Geen (recht op) betaalovereenkomst in 2017
3.10.
Cleofa vordert in het incidenteel hoger beroep een verklaring voor recht dat Zilveren Kruis de betaalovereenkomst voor 2017 niet had mogen weigeren. Volgens Cleofa liep de betaalovereenkomst van 2016 stilzwijgend door, althans had Zilveren Kruis voor 2017 een betaalovereenkomst met haar moeten aangaan. Het hof volgt dit niet. Uit de tekst van de betaalovereenkomst die Zilveren Kruis met Cleofa heeft gesloten volgt onmiskenbaar dat deze op 31 december 2016 eindigde. Cleofa heeft dan ook op 28 december 2016 een nieuwe overeenkomst voor 2017 aangevraagd. Zilveren Kruis heeft dit verzoek op 6 februari 2017 geweigerd. Dat de betaalovereenkomst van 2016 niettemin stilzwijgend doorliep of dat Cleofa daarop gerechtvaardigd heeft mogen vertrouwen blijkt dus nergens uit. Er is ook overigens geen sprake van gronden (ontleend aan beleidsregels of anderszins) waarop Cleofa jegens Zilveren Kruis aanspraak kon maken op het sluiten van een betaalovereenkomst. Zilveren Kruis mocht dit voor 2017 daarom weigeren, ondanks dat haar fraudeonderzoek over 2016 de gevorderde terugbetaling van declaraties niet kan dragen, omdat het haar eigen bevoegdheid is om wel of niet een betaalovereenkomst met een zorgverlener zoals Cleofa aan te gaan. Het hof zal deze vordering van Cleofa dus afwijzen.
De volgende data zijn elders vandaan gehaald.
PR #1905, opened 2022-03-28
feat: collections list view

### LINKED ISSUE #1744: Add a list-view to the /collections list
We need to add a secondary view to the current grid view on the /collections page

A few things that might pose problems:
- If we paginate items inside collections, we'll not have the total amount of items to list
- Same goes for the published count

To mitigate this, we might want to re-use the logic we are trying to develop for the /curations page. There, we have an endpoint dedicated to item stats inside a collection (TP), at least for now: https://github.com/decentraland/builder-server/pull/382/files#diff-2383404c5077a9d06c1bf00c901433559690c98b0a5ba82a9c0e7979e6b249abR45

IF when developing this issue the endpoint is not available we could mock it and add a new issue to track the actual usage of it.

nicosantangelo:
Closes #1744

### DIFF
--- a/src/components/CollectionImage/CollectionImage.tsx
+++ b/src/components/CollectionImage/CollectionImage.tsx
@@ -1,3 +1,4 @@
+import classNames from 'classnames'
 import * as React from 'react'
 import { Loader } from 'decentraland-ui'
 import { t } from 'decentraland-dapps/dist/modules/translation/utils'
@@ -9,6 +10,10 @@ import './CollectionImage.css'
 const MAX_IMAGES_TO_SHOW = 4
 
 export default class CollectionImage extends React.PureComponent<Props> {
+  static defaultProps = {
+    className: ''
+  }
+
   componentDidMount() {
     const { itemCount } = this.props
     if (itemCount) {
@@ -56,7 +61,7 @@ export default class CollectionImage extends React.PureComponent<Props> {
   }
 
   render() {
-    const { items, itemCount, isLoading } = this.props
+    const { items, className, itemCount, isLoading } = this.props
 
     if (isLoading || itemCount === undefined) {
       return (
@@ -70,7 +75,7 @@ export default class CollectionImage extends React.PureComponent<Props> {
     const hasNoItems = itemCount === 0
 
     return (
-      <div className="CollectionImage is-image">
+      <div className={classNames('CollectionImage', 'is-image', className)}>
         {hasNoItems ? (
           <div className="item-row empty">
             <div className="sparkles" />
--- a/src/components/CollectionImage/CollectionImage.tsx
+++ b/src/components/CollectionImage/CollectionImage.tsx
@@ -63,27 +63,16 @@ export default class CollectionImage extends React.PureComponent<Props> {
   render() {
     const { items, className, itemCount, isLoading } = this.props
 
-    if (isLoading || itemCount === undefined) {
-      return (
-        <div className="CollectionImage is-image">
+    return (
+      <div className={classNames('CollectionImage', 'is-image', className)}>
+        {isLoading || itemCount === undefined ? (
           <div className="item-row loading">
             <Loader active size="tiny" inline />
           </div>
-        </div>
-      )
-    }
-    const hasNoItems = itemCount === 0
-
-    return (
-      <div className={classNames('CollectionImage', 'is-image', className)}>
-        {hasNoItems ? (
+        ) : itemCount === 0 ? (
           <div className="item-row empty">
             <div className="sparkles" />
             <div>{t('collection_image.no_items')}</div>
-          </div>
-        ) : isLoading ? (
-          <div className="item-row loading">
-            <Loader active size="tiny" inline />
           </div>
         ) : (
           this.renderItemRows(items)
--- a/src/components/CollectionsPage/CollectionRow/CollectionRow.container.ts
+++ b/src/components/CollectionsPage/CollectionRow/CollectionRow.container.ts
@@ -1,0 +1,16 @@
+import { connect } from 'react-redux'
+import { push } from 'connected-react-router'
+import { RootState } from 'modules/common/types'
+import { getCollectionItems } from 'modules/item/selectors'
+import { OwnProps, MapStateProps, MapDispatchProps, MapDispatch } from './CollectionRow.types'
+import CollectionRow from './CollectionRow'
+
+const mapState = (state: RootState, ownProps: OwnProps): MapStateProps => ({
+  items: getCollectionItems(state, ownProps.collection.id)
+})
+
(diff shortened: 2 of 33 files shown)


src/components/CollectionImage/CollectionImage.tsx
```diff
@@ -7,21 +8,25 @@ import { Props } from './CollectionImage.types'
...
-    let { items, isLoading } = this.props
+    let { className, items, isLoading } = this.props
 
     const firstItemRow = items.slice(0, 2)
     const secondItemRow = items.slice(2, 4)
     const itemRowStyle = { height: secondItemRow.length ? '50%' : '100%' }
 
     return (
-      <div className="CollectionImage is-image">
+      <div className={classNames('CollectionImage is-image', className)}>
```
LautaroPetaccio, line 27: Although it is the same, should we split them?
```suggestion
      <div className={classNames('CollectionImage', 'is-image', className)}>
```

src/components/CollectionImage/CollectionImage.tsx
```diff
@@ -7,21 +8,25 @@ import { Props } from './CollectionImage.types'
...
+    className: ''
+  }
+
   renderItemRow(items: Item[]) {
     return items.map((item, index) => <ItemImage key={index} item={item} />)
   }
 
   render() {
-    let { items, isLoading } = this.props
+    let { className, items, isLoading } = this.props
```
LautaroPetaccio, line 20: Isn't this a const?
```suggestion
    const { className, items, isLoading } = this.props
```

src/routing/locations.ts
```diff
@@ -27,7 +28,12 @@ export const locations = {
   sceneDetail: (projectId = ':projectId') => `/scenes/${projectId}`,
   collections: () => '/collections',
   itemDetail: (itemId = ':itemId') => `/items/${itemId}`,
-  collectionDetail: (collectionId = ':collectionId') => `/collections/${collectionId}`,
+  collectionDetail: (collectionId = ':collectionId', type: CollectionType = CollectionType.DECENTRALAND) =>
+    type === CollectionType.DECENTRALAND
+      ? `/collections/${collectionId}`
+      : type === CollectionType.THIRD_PARTY
+      ? locations.thirdPartyCollectionDetail(collectionId)
+      : '',
```
LautaroPetaccio, line 36: I'm thinking that it might be better to throw if the type doesn't match any of them to prevent any issues with the generation of urls.

src/modules/ui/collection/reducer.ts
```diff
@@ -0,0 +1,25 @@
...
+  switch (action.type) {
+    case SET_COLLECTION_PAGE_VIEW: {
+      return {
+        ...state,
+        view: action.payload.view
+      }
+    }
+    default:
+      return state
+  }
```
LautaroPetaccio, line 24: Would you mind adding tests for the reducer?

src/components/CollectionsPage/CollectionRow/CollectionRow.container.ts
```diff
@@ -0,0 +1,16 @@
+import { connect } from 'react-redux'
+import { push } from 'connected-react-router'
+import { RootState } from 'modules/common/types'
+import { getCollectionItems } from 'modules/item/selectors'
+import { OwnProps, MapStateProps, MapDispatchProps, MapDispatch } from './CollectionRow.types'
+import CollectionRow from './CollectionRow'
+
+const mapState = (state: RootState, ownProps: OwnProps): MapStateProps => ({
+  items: getCollectionItems(state, ownProps.collection.id)
```
LautaroPetaccio, line 9: The total amount of items is based on the items loaded in the UI, this might break with pagination, as it assumes that all the items are loaded. We could "fix" this by returning the total amount of items for the collections in the builder server.

src/components/CollectionsPage/CollectionRow/CollectionRow.tsx
```diff
@@ -0,0 +1,44 @@
...
+
+  render() {
+    const { collection, items } = this.props
+    const type = getCollectionType(collection)
+
+    return (
+      <Table.Row className={styles.CollectionRow} onClick={this.handleTableRowClick}>
+        <Table.Cell width={4}>
+          <div className={styles.imageColumn}>
+            <CollectionImage className={styles.image} collectionId={collection.id} />
```
LautaroPetaccio, line 25: It could happen, although pretty rare (if uploaded using the client), that a thumbnail doesn't have the required height and width and this will make the image look cropped.
Screen Shot 2022-03-31 at 11 47 18
This can be fixed by removing a couple of properties in the classes applied to the image by the `ImageWrapper`
```
.ItemImage.image-wrapper .image
```

src/components/CollectionsPage/ItemRow/ItemRow.tsx
```diff
@@ -0,0 +1,42 @@
...
+          </div>
+        </Table.Cell>
+        <Table.Cell width={3}>{t('global.item')}</Table.Cell>
+        <Table.Cell width={3}>-</Table.Cell>
+        <Table.Cell width={2}>
+          {item.isPublished ? (
+            <div className={styles.published}>
+              {t('global.published')} <Icon name="check" />
+            </div>
+          ) : null}
```
LautaroPetaccio, line 37: Items without collections can't be published, should we add this anyway?

LautaroPetaccio (changes requested):

src/components/CollectionsPage/ItemRow/ItemRow.tsx
nicosantangelo: Didn't realize! removing

src/components/ItemImage/ItemImage.tsx
```diff
@@ -18,9 +18,15 @@ export default class ItemImage extends React.PureComponent<Props> {
...
+    const shouldChangeImage = ['3491d5dd-7c0d-4287-8635-0eecf6957aec', 'b0d65d16-241e-4cd5-8468-ae8464b5869a'].includes(item.id)
+
     return (
       <div className={`ItemImage is-image image-wrapper ${className}`} style={getBackgroundStyle(item.rarity)}>
-        <img className="image" src={src || getThumbnailURL(item)} alt={item.name} />
+        <img
+          className="item-image"
+          src={shouldChangeImage ? 'https://i.stack.imgur.com/ek3Yc.png' : src || getThumbnailURL(item)}
+          alt={item.name}
+        />
```
LautaroPetaccio, line 29: You've left the testing images here hahaha.

LautaroPetaccio (approved):

src/components/ItemImage/ItemImage.tsx
nicosantangelo: what a dork this programmer is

Onrechtmatig handelen Zilveren Kruis i.v.m. declaraties 2017
3.11.
Uit het voorgaande blijkt dat er over 2017 geen contractuele relatie heeft bestaan tussen Cleofa en Zilveren Kruis. Tussen partijen is echter niet in geschil dat de contractsverhouding tussen Zilveren Kruis en haar verzekerden die via Cleofa zorg hebben ontvangen, een schakel vormt waarmee de belangen van Cleofa in grote mate zijn verbonden. Daarom staat het Zilveren Kruis niet onder alle omstandigheden vrij de belangen te verwaarlozen die Cleofa kan hebben bij een behoorlijke en zorgvuldige uitvoering van de zorgverzekeringsovereenkomsten door Zilveren Kruis. [3] De kwestie of Zilveren Kruis onrechtmatig heeft gehandeld jegens Cleofa moet, kort gezegd, worden beantwoord aan de hand van de vraag of Zilveren Kruis in de omstandigheden van dit geval bij de uitvoering van de zorgverzekeringsovereenkomsten rekening moest houden met de belangen van Cleofa door haar gedrag mede door die belangen te laten bepalen, en of zij die belangen dan heeft ontzien.
3.12.
Cleofa heeft gesteld dat Zilveren Kruis onrechtmatig heeft gehandeld in verband met de declaraties over de eerste helft van 2017 en het in dat kader verrichte onderzoek. De rechtbank heeft dit gevolgd. Zilveren Kruis bestrijdt dat oordeel in hoger beroep. Ook hier gaat het hof niet met Zilveren Kruis mee. Het hof verenigt zich met de oordelen van de rechtbank in r.o. 4.1 tot en met 4.13 van het vonnis en maakt deze tot de zijne. Daarbij is het volgende nog van belang.
3.13.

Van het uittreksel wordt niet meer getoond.